**Problem details**. An exact reproduction of all entries is expected.

[Dataset entries]
○ ○ ○
Issue #3558, opened 2026-04-27
Loopback auth path lets no-token requests through — full admin behind any reverse proxy


houko:
## Severity
**P0** — remote unauthenticated admin via reverse proxy.

## Location
- `crates/librefang-api/src/middleware.rs:397-485` (loopback fast-path)
- Compare with `crates/librefang-api/src/rate_limiter.rs:159` (already does the right thing)

## Finding
The auth middleware short-circuits **all** loopback requests, including those carrying **no token at all**:

```rust
// middleware.rs:397-485
if is_loopback {
    if let Some(token_str) = extract_request_token(&request) {
        // ... attribute via session / api_key if a token exists ...
    }
    return next.run(request).await;   // ← line 484: unconditional pass-through
}
```

The bracketed `if let Some(token_str)` block is purely for *role attribution*. When no token is present, control falls straight to the `return next.run(...)` at line 484, bypassing the entire auth flow below — every endpoint, including admin-only routes (spawn/kill agents, write config, shell_exec, vault read, audit log) is reachable anonymously.

The block comment at line 394 acknowledges this is the **legacy "trusted-anonymous" behaviour**. That assumption is broken the moment the daemon sits behind a reverse proxy.

## Why this is exploitable now
1. `deploy/docker-compose.yml` defaults to binding `0.0.0.0:4545`.
2. A typical hardening setup is *exactly* the proxy-fronted shape: nginx/caddy/traefik on the same host (or a sidecar) terminates TLS and forwards to `http://127.0.0.1:4545` (or `host.docker.internal`). Anything reaching the daemon now appears as `ConnectInfo = 127.0.0.1`.
3. Any external client → proxy → loopback daemon → matches `is_loopback` → no token → passes line 484 → full admin.

## Why #3366 doesn't cover this
Issue #3366 reports the loopback path skipping `session.expires_at` for an *expired* session token. That's a strict subset: it still requires the attacker to know a token. This finding is the no-token case — and the missing forwarding-header guard, which the rate limiter already ships at `rate_limiter.rs:159`:

```rust
// rate_limiter.rs:159 — what auth should also do
if ip.is_loopback() && !has_forwarding_header(request.headers()) {
    return next.run(request).await;
}
```

[...]

PR #6673, opened 2026-07-30
fix(kernel): say so when a hash-only config leaves the MCP bridge with nothing to send

houko:
Follow-up to #6667, addressing the review finding on it that was left for a maintainer call. The call was: fix it rather than defer it.

## The finding

`build_mcp_bridge_cfg` resolves the outbound bearer from `LIBREFANG_API_KEY`, then a `vault:` reference, then the literal `api_key`. It cannot use `api_key_hash` — a verifier does not yield the secret it verifies, and this leg *transmits* the credential to the daemon's own API. That part is a hard limitation, not an oversight.

What makes it a bug is the posture the docs recommend. All three of these tell the operator to end up with a hash and no plaintext:

- `api_key_hash`'s field doc: "Put the hash here, give the key to your clients, and leave `api_key` unset."
- The transparent upgrade hint: "Copy the value into `api_key_hash`, remove `api_key`, delete the hint file."
- `librefang hash-api-key`: "Then remove the plaintext `api_key` line."

On a daemon in exactly that state, `api_key` resolves to `""`, `McpBridgeConfig.api_key` becomes `None`, every CLI-based driver (`claude-code`) self-call to `/mcp` goes out with no `Authorization` header, and the daemon's own middleware answers 401 — precisely because #6667 made hash-only count as configured auth. There is no loopback bypass to save it: the unconditional one was removed in #3558, and loopback requests go through the same token check as everyone else.

And nothing said so. The driver reports a failed tool call. `resolve_vault_prefixed` warns only when a `vault:NAME` reference fails to resolve; the "nothing transmittable configured at all" case fell through to an empty string with no log line on any path.

## What this changes

- **A `WARN` where the empty result is produced.** It names the consequence (CLI-driver tool calls will 401) and both fixes that keep the secret out of `config.toml`: `api_key = "vault:NAME"`, or `LIBREFANG_API_KEY`. Fires only when the bridge ends up keyless *and* `api_key_hash` is set — i.e. only for the misconfiguration, not for a legitimately unauthenticated local daemon.
- **The `api_key_hash` field doc** now states the limitation and the workaround, instead of recommending a posture that breaks CLI drivers.
- **`librefang hash-api-key`** prints the caveat after its "remove the plaintext line" hint, in all four locales (`en`, `zh-CN`, `ko`, `uk`). Printed unconditionally rather than gated on the running config, because the command is normally run before the daemon is configured and often on a different machine.

Not attempted: making hash-only actually work for CLI drivers. That needs a separate transmittable self-call credential (a boot-minted internal token, or a dedicated `mcp_bridge_api_key`), which is a new credential surface and a design decision, not a follow-up fix. Happy to open an issue for it if you want that instead of the documented workaround.

## Verification

- `cargo test -p librefang-kernel --lib mcp_bridge` — 2 passed. `mcp_bridge_omits_the_bearer_when_only_a_hash_is_configured` pins the keyless shape the `WARN` explains; `mcp_bridge_sends_the_plaintext_key_when_a_hash_is_also_set` pins that the documented workaround actually reaches the bridge. Both return early when `LIBREFANG_API_KEY` is set in the ambient environment, where the env override wins by design and the assertion would otherwise fail for the wrong reason.
- `cargo check --workspace --lib`, `cargo check -p librefang-cli` — clean.
- `cargo clippy -p librefang-kernel -p librefang-types -p librefang-cli --all-targets -- -D warnings` — clean.
- `cargo test -p librefang-api --test config_schema_golden` — passes.

## Overlap with #6670

The `api_key_hash` doc comment is part of the emitted schema, so the golden fixture is regenerated here. #6670 regenerates the same file for the drift already sitting on `main`. Whichever lands second needs one command after the rebase: `cargo test -p librefang-api --test config_schema_golden -- --ignored regenerate_golden`.


crates/librefang-kernel/src/kernel/mod.rs
```diff
@@ -351,6 +351,21 @@ fn build_mcp_bridge_cfg(cfg: &KernelConfig) -> librefang_llm_driver::McpBridgeCo
         Ok(key) if !key.trim().is_empty() => key.trim().to_string(),
         _ => resolve_vault_prefixed(cfg.api_key.trim(), &cfg.home_dir),
     };
+    // A hash-only config is the one posture that resolves to nothing here while the daemon still enforces auth, and it is the posture `api_key_hash`'s own documentation and `librefang hash-api-key` both recommend ("put the hash here and leave `api_key` unset").
+    // `api_key_hash` cannot be substituted: a verifier does not yield the secret it verifies, and this leg *transmits* the credential.
+    // So the bridge goes out with no `Authorization` header and the daemon's own middleware answers 401 — precisely because #6613 made it treat a hash as configured auth.
+    //
+    // Nothing downstream can explain that: the driver reports a failed tool call, not a missing kernel-side credential.
+    // Say it here, where the empty result is produced, and name the two fixes that keep the secret out of `config.toml` while staying transmittable.
+    if api_key.is_empty() && !cfg.api_key_hash.trim().is_empty() {
```
houko, line 360: `build_mcp_bridge_cfg` is called from `llm_drivers.rs::resolve_driver`/`resolve_driver_for_owner` (both `make_driver_config` and the fallback-provider path), which in turn are reached from the per-turn driver resolution in `messaging.rs`/`agent_execution.rs`/`agent_runtime.rs` — i.e. this WARN can fire on every agent turn for a misconfigured daemon, not just once at boot or once per driver rebuild event. `DriverConfig::mcp_bridge` is built before the `driver_cache.get_or_create` lookup, so a cache hit on the rest of the config doesn't skip this call.

For a busy daemon with several active agents this could produce a WARN line per message rather than one per boot/reload, which is a lot of repeated noise for a condition that doesn't change until the operator edits `config.toml`. Worth considering a "log once per config generation" guard (e.g. gated on the same reload epoch/version the rest of the auth snapshot uses) rather than logging unconditionally on every call — happy to be told the call frequency is lower than it looks from the call sites, but wanted to flag it since it wasn't addressed in the PR description's verification section.

---

houko (commented):
Automated daily review pass against CLAUDE.md conventions. One mechanical fix pushed directly (prose hard-wrapped mid-sentence in new comments, violating the repo's explicit no-column-limit rule); one inline comment left for a maintainer judgment call on potential log spam frequency.

---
○ ○ ○
**Result**.
Issue #3558, opened 2026-04-27
Loopback auth path lets no-token requests through — full admin behind any reverse proxy


houko:
## Severity
**P0** — remote unauthenticated admin via reverse proxy.

## Location
- `crates/librefang-api/src/middleware.rs:397-485` (loopback fast-path)
- Compare with `crates/librefang-api/src/rate_limiter.rs:159` (already does the right thing)

## Finding
The auth middleware short-circuits **all** loopback requests, including those carrying **no token at all**:

```rust
// middleware.rs:397-485
if is_loopback {
    if let Some(token_str) = extract_request_token(&request) {
        // ... attribute via session / api_key if a token exists ...
    }
    return next.run(request).await;   // ← line 484: unconditional pass-through
}
```

The bracketed `if let Some(token_str)` block is purely for *role attribution*. When no token is present, control falls straight to the `return next.run(...)` at line 484, bypassing the entire auth flow below — every endpoint, including admin-only routes (spawn/kill agents, write config, shell_exec, vault read, audit log) is reachable anonymously.

The block comment at line 394 acknowledges this is the **legacy "trusted-anonymous" behaviour**. That assumption is broken the moment the daemon sits behind a reverse proxy.

## Why this is exploitable now
1. `deploy/docker-compose.yml` defaults to binding `0.0.0.0:4545`.
2. A typical hardening setup is *exactly* the proxy-fronted shape: nginx/caddy/traefik on the same host (or a sidecar) terminates TLS and forwards to `http://127.0.0.1:4545` (or `host.docker.internal`). Anything reaching the daemon now appears as `ConnectInfo = 127.0.0.1`.
3. Any external client → proxy → loopback daemon → matches `is_loopback` → no token → passes line 484 → full admin.

## Why #3366 doesn't cover this
Issue #3366 reports the loopback path skipping `session.expires_at` for an *expired* session token. That's a strict subset: it still requires the attacker to know a token. This finding is the no-token case — and the missing forwarding-header guard, which the rate limiter already ships at `rate_limiter.rs:159`:

```rust
// rate_limiter.rs:159 — what auth should also do
if ip.is_loopback() && !has_forwarding_header(request.headers()) {
    return next.run(request).await;
}
```

[...]

PR #6673, opened 2026-07-30
fix(kernel): say so when a hash-only config leaves the MCP bridge with nothing to send

houko:
Follow-up to #6667, addressing the review finding on it that was left for a maintainer call. The call was: fix it rather than defer it.

## The finding

`build_mcp_bridge_cfg` resolves the outbound bearer from `LIBREFANG_API_KEY`, then a `vault:` reference, then the literal `api_key`. It cannot use `api_key_hash` — a verifier does not yield the secret it verifies, and this leg *transmits* the credential to the daemon's own API. That part is a hard limitation, not an oversight.

What makes it a bug is the posture the docs recommend. All three of these tell the operator to end up with a hash and no plaintext:

- `api_key_hash`'s field doc: "Put the hash here, give the key to your clients, and leave `api_key` unset."
- The transparent upgrade hint: "Copy the value into `api_key_hash`, remove `api_key`, delete the hint file."
- `librefang hash-api-key`: "Then remove the plaintext `api_key` line."

On a daemon in exactly that state, `api_key` resolves to `""`, `McpBridgeConfig.api_key` becomes `None`, every CLI-based driver (`claude-code`) self-call to `/mcp` goes out with no `Authorization` header, and the daemon's own middleware answers 401 — precisely because #6667 made hash-only count as configured auth. There is no loopback bypass to save it: the unconditional one was removed in #3558, and loopback requests go through the same token check as everyone else.

And nothing said so. The driver reports a failed tool call. `resolve_vault_prefixed` warns only when a `vault:NAME` reference fails to resolve; the "nothing transmittable configured at all" case fell through to an empty string with no log line on any path.

## What this changes

- **A `WARN` where the empty result is produced.** It names the consequence (CLI-driver tool calls will 401) and both fixes that keep the secret out of `config.toml`: `api_key = "vault:NAME"`, or `LIBREFANG_API_KEY`. Fires only when the bridge ends up keyless *and* `api_key_hash` is set — i.e. only for the misconfiguration, not for a legitimately unauthenticated local daemon.
- **The `api_key_hash` field doc** now states the limitation and the workaround, instead of recommending a posture that breaks CLI drivers.
- **`librefang hash-api-key`** prints the caveat after its "remove the plaintext line" hint, in all four locales (`en`, `zh-CN`, `ko`, `uk`). Printed unconditionally rather than gated on the running config, because the command is normally run before the daemon is configured and often on a different machine.

Not attempted: making hash-only actually work for CLI drivers. That needs a separate transmittable self-call credential (a boot-minted internal token, or a dedicated `mcp_bridge_api_key`), which is a new credential surface and a design decision, not a follow-up fix. Happy to open an issue for it if you want that instead of the documented workaround.

## Verification

- `cargo test -p librefang-kernel --lib mcp_bridge` — 2 passed. `mcp_bridge_omits_the_bearer_when_only_a_hash_is_configured` pins the keyless shape the `WARN` explains; `mcp_bridge_sends_the_plaintext_key_when_a_hash_is_also_set` pins that the documented workaround actually reaches the bridge. Both return early when `LIBREFANG_API_KEY` is set in the ambient environment, where the env override wins by design and the assertion would otherwise fail for the wrong reason.
- `cargo check --workspace --lib`, `cargo check -p librefang-cli` — clean.
- `cargo clippy -p librefang-kernel -p librefang-types -p librefang-cli --all-targets -- -D warnings` — clean.
- `cargo test -p librefang-api --test config_schema_golden` — passes.

## Overlap with #6670

The `api_key_hash` doc comment is part of the emitted schema, so the golden fixture is regenerated here. #6670 regenerates the same file for the drift already sitting on `main`. Whichever lands second needs one command after the rebase: `cargo test -p librefang-api --test config_schema_golden -- --ignored regenerate_golden`.


crates/librefang-kernel/src/kernel/mod.rs
```diff
@@ -351,6 +351,21 @@ fn build_mcp_bridge_cfg(cfg: &KernelConfig) -> librefang_llm_driver::McpBridgeCo
         Ok(key) if !key.trim().is_empty() => key.trim().to_string(),
         _ => resolve_vault_prefixed(cfg.api_key.trim(), &cfg.home_dir),
     };
+    // A hash-only config is the one posture that resolves to nothing here while the daemon still enforces auth, and it is the posture `api_key_hash`'s own documentation and `librefang hash-api-key` both recommend ("put the hash here and leave `api_key` unset").
+    // `api_key_hash` cannot be substituted: a verifier does not yield the secret it verifies, and this leg *transmits* the credential.
+    // So the bridge goes out with no `Authorization` header and the daemon's own middleware answers 401 — precisely because #6613 made it treat a hash as configured auth.
+    //
+    // Nothing downstream can explain that: the driver reports a failed tool call, not a missing kernel-side credential.
+    // Say it here, where the empty result is produced, and name the two fixes that keep the secret out of `config.toml` while staying transmittable.
+    if api_key.is_empty() && !cfg.api_key_hash.trim().is_empty() {
```
houko, line 360: `build_mcp_bridge_cfg` is called from `llm_drivers.rs::resolve_driver`/`resolve_driver_for_owner` (both `make_driver_config` and the fallback-provider path), which in turn are reached from the per-turn driver resolution in `messaging.rs`/`agent_execution.rs`/`agent_runtime.rs` — i.e. this WARN can fire on every agent turn for a misconfigured daemon, not just once at boot or once per driver rebuild event. `DriverConfig::mcp_bridge` is built before the `driver_cache.get_or_create` lookup, so a cache hit on the rest of the config doesn't skip this call.

For a busy daemon with several active agents this could produce a WARN line per message rather than one per boot/reload, which is a lot of repeated noise for a condition that doesn't change until the operator edits `config.toml`. Worth considering a "log once per config generation" guard (e.g. gated on the same reload epoch/version the rest of the auth snapshot uses) rather than logging unconditionally on every call — happy to be told the call frequency is lower than it looks from the call sites, but wanted to flag it since it wasn't addressed in the PR description's verification section.

---

houko (commented):
Automated daily review pass against CLAUDE.md conventions. One mechanical fix pushed directly (prose hard-wrapped mid-sentence in new comments, violating the repo's explicit no-column-limit rule); one inline comment left for a maintainer judgment call on potential log spam frequency.

---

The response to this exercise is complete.